Task statement =
Print the first line of the data below and every one after it, through the line containing "Download images for", exactly as written.

-------- Provided data

PR #355, opened 2020-11-03
added default img for cause types

### LINKED ISSUE #350: [VMS] Update images for causes
* If you look at the Homepage designs on Figma, each cause has a different image. In this task, we will update our codebase to use the correct image for each cause instead of the default image.
* Firstly, modify `utils/filters.ts` so that "Arts" and "Culture and Humanities" are just one cause instead of two separate ones.
* Download images for each type of cause from Figma (should be 9 images in total) and put them in `public/` (feel free to create a new sub-folder in `public`).
* For each cause, you will have to specify the `imagePath` in `EventsPageCauseList.tsx`. You can be clever about how you name these image files to make this step easier.
* Lastly, delete the `public/defaultImages/defaultCause.png` since we won't have any use for it now.

Fattimo:


Fattimo:
image
Margins on images generally need to be tweaked, but they show up properly it seems

components/events/EventsPageCauseList.tsx
```diff
@@ -12,7 +12,7 @@ const CAUSE_CARDS: PaginatedCauseCards = {
   cards: filters["cause"].map(({ text, value }) => {
     return {
       cause: text,
-      imagePath: "/defaultImages/defaultCause.png",
+      imagePath: "/defaultImages/" + value + ".jpg",
```
PC98: nit: use a template string

PC98 (commented):
Could you play around with some CSS styles here: https://github.com/GTBitsOfGood/gen-soln/blob/develop/components/events/EventsPageCauseCard.tsx#L16 to ensure that the background image fits nicely in the container? Some CSS properties to look at: `backgroundSize`, `backgroundPosition`, etc. W3 schools is a good resource: https://www.w3schools.com/cssref/pr_background-position.asp

For the images, we can put them in something like `public/causes/` since these aren't default images but what we actually plan to use for each cause.

Fattimo:
image
text is hard to read on one of the cards, kind of a design thing though

PC98 (approved):
Ah I see... I will look into fixing this / contacting designers.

----------------

Exercise result =
PR #355, opened 2020-11-03
added default img for cause types

### LINKED ISSUE #350: [VMS] Update images for causes
* If you look at the Homepage designs on Figma, each cause has a different image. In this task, we will update our codebase to use the correct image for each cause instead of the default image.
* Firstly, modify `utils/filters.ts` so that "Arts" and "Culture and Humanities" are just one cause instead of two separate ones.
* Download images for each type of cause from Figma (should be 9 images in total) and put them in `public/` (feel free to create a new sub-folder in `public`).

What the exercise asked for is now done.